_YOUR OBJECTIVE:_
Within the material below, transcribe exactly the lines from the one holding "PR #118, opened 2022-10-13" through the one holding "-from jinja2 import", keeping both ends and skipping the rest.

_TASK INPUTS:_

════════

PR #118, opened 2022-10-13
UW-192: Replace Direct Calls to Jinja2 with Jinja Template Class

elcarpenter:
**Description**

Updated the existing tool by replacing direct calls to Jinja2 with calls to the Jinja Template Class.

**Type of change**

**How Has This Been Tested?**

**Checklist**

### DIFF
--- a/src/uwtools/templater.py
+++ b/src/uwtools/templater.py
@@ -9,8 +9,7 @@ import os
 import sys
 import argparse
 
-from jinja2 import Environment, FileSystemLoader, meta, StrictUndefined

════════

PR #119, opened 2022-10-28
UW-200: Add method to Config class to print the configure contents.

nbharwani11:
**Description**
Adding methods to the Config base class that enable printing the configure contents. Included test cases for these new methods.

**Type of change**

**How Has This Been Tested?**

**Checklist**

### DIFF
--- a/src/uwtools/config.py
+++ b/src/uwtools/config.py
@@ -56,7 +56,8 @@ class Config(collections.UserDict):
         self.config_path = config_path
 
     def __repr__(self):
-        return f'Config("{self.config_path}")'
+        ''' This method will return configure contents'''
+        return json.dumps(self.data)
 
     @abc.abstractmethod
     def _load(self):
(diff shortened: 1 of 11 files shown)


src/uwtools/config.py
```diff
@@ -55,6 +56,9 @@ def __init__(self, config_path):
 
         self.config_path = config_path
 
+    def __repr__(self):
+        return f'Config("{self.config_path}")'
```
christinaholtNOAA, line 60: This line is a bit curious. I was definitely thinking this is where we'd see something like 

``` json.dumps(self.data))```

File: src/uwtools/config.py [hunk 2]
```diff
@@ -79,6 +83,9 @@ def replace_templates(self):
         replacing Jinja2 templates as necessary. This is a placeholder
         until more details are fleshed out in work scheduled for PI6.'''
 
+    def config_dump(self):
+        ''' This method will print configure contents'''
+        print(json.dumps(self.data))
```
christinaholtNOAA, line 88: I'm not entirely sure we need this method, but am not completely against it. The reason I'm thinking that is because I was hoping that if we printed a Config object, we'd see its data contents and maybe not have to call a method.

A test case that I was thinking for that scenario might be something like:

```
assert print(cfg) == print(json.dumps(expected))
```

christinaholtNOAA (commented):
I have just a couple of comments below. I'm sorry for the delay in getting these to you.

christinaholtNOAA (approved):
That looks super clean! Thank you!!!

════════

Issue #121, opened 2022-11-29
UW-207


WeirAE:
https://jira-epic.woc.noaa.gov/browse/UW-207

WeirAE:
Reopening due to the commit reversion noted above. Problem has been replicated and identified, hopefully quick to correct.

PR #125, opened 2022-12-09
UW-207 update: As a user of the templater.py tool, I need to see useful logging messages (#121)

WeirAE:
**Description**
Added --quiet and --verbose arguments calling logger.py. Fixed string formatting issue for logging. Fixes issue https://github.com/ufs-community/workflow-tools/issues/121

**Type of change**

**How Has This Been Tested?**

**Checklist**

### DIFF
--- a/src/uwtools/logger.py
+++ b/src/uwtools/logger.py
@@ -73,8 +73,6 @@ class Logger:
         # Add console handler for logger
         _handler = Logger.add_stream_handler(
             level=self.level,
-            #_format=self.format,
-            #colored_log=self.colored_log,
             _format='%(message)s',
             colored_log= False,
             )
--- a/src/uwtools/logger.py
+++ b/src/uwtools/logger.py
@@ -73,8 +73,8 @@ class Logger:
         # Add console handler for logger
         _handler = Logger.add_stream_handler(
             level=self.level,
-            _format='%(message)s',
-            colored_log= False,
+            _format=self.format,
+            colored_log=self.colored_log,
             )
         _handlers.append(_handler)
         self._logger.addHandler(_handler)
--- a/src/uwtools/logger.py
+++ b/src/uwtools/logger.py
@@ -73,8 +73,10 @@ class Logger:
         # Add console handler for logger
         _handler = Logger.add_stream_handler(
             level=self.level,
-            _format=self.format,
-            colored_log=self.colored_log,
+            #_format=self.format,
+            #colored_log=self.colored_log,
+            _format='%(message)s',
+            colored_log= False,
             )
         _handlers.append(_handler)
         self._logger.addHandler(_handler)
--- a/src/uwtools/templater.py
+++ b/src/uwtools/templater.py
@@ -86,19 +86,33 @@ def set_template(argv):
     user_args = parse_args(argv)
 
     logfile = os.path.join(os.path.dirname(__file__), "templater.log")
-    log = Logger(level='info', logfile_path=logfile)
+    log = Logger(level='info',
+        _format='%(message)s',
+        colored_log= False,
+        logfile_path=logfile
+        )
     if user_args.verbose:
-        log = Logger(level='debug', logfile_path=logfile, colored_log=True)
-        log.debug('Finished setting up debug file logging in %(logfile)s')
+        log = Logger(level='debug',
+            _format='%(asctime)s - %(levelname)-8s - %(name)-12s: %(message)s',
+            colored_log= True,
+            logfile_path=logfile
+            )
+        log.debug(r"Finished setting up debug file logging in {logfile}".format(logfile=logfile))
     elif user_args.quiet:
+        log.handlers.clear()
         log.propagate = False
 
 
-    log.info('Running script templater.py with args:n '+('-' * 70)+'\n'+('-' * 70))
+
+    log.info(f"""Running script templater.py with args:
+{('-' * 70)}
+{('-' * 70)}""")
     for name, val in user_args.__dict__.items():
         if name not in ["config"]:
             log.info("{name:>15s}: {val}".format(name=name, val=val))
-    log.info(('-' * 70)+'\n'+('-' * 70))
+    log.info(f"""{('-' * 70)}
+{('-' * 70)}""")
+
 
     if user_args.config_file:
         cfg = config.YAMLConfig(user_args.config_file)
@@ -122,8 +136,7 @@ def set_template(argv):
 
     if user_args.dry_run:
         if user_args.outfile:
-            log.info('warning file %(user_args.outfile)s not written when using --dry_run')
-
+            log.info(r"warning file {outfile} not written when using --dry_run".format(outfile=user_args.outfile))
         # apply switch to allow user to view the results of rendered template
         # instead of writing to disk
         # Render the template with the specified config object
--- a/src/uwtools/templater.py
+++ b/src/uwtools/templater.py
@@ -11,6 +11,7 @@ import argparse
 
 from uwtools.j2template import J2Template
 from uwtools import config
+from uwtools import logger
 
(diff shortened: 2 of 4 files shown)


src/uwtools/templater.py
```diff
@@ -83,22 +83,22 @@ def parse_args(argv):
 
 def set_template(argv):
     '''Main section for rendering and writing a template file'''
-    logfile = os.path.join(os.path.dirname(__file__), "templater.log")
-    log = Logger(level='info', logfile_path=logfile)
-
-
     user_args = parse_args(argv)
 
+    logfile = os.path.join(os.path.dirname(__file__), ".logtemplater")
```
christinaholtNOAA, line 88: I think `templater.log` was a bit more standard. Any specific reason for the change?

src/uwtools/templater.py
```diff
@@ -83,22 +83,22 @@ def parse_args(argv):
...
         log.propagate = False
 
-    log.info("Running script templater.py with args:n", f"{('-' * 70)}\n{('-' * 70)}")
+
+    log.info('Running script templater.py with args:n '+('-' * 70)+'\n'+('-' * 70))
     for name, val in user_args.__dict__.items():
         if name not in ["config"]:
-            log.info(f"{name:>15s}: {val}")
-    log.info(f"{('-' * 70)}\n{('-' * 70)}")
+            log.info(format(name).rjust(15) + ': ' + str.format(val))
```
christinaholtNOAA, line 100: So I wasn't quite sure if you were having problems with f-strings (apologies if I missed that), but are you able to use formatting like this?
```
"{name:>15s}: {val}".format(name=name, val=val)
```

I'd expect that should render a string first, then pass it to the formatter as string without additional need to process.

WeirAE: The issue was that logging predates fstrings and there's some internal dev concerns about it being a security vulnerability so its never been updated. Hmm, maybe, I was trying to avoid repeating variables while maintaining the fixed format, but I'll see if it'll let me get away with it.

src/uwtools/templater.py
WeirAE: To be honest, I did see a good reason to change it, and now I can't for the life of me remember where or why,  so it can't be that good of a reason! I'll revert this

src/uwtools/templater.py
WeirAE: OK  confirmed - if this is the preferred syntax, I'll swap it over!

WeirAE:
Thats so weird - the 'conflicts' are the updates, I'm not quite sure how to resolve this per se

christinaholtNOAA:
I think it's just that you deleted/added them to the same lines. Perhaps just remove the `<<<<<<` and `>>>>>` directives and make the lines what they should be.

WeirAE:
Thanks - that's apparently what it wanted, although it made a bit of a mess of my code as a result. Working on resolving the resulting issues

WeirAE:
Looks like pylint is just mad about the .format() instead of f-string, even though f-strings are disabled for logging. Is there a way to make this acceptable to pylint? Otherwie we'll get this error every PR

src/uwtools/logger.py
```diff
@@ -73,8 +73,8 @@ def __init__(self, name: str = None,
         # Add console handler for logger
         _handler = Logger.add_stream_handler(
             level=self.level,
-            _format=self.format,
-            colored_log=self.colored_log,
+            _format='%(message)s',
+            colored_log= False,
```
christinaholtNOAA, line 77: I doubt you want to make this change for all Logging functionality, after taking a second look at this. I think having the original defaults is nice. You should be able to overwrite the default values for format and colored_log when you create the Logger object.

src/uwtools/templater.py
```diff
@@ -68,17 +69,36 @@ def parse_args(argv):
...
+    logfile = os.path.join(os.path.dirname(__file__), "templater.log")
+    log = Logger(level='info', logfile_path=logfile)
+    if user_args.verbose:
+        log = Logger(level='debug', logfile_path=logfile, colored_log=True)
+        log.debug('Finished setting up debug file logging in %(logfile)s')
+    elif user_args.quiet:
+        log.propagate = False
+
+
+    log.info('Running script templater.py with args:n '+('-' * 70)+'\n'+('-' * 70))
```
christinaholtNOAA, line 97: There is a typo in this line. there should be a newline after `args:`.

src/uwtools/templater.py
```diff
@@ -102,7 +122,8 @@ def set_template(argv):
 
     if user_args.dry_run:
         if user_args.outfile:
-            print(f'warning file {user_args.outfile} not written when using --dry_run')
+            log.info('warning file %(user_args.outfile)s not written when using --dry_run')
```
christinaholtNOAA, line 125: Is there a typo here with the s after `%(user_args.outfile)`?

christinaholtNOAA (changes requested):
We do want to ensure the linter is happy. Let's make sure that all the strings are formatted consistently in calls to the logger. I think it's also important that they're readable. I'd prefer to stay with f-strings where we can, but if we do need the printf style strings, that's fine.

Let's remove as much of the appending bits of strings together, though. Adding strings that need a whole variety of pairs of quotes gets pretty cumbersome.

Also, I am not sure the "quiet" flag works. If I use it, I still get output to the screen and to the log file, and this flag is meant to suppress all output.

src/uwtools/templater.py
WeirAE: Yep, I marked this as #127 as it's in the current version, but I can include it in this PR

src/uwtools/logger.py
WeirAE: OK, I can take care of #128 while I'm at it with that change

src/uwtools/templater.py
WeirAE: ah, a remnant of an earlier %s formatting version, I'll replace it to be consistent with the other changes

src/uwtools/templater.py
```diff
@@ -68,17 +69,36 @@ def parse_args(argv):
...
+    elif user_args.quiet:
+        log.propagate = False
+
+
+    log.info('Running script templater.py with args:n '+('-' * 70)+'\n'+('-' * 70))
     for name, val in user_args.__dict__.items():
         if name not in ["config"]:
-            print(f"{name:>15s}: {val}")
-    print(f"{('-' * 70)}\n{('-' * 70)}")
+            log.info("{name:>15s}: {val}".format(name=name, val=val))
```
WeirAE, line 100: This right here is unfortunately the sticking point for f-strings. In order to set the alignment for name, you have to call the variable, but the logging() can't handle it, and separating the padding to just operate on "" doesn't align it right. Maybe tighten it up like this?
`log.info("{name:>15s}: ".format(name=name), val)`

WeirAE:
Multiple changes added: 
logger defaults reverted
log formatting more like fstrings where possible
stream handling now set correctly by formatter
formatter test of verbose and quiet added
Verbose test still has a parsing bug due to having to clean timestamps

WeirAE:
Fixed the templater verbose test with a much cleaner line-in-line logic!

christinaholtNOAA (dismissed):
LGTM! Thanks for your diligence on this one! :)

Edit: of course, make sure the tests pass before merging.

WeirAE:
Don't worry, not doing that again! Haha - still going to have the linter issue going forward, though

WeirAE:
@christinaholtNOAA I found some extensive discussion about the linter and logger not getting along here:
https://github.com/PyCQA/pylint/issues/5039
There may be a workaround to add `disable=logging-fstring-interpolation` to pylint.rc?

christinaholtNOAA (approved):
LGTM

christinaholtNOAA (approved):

════════

_RESPONSE TO THIS TASK:_
PR #118, opened 2022-10-13
UW-192: Replace Direct Calls to Jinja2 with Jinja Template Class

elcarpenter:
**Description**

Updated the existing tool by replacing direct calls to Jinja2 with calls to the Jinja Template Class.

**Type of change**

**How Has This Been Tested?**

**Checklist**

### DIFF
--- a/src/uwtools/templater.py
+++ b/src/uwtools/templater.py
@@ -9,8 +9,7 @@ import os
 import sys
 import argparse
 
-from jinja2 import Environment, FileSystemLoader, meta, StrictUndefined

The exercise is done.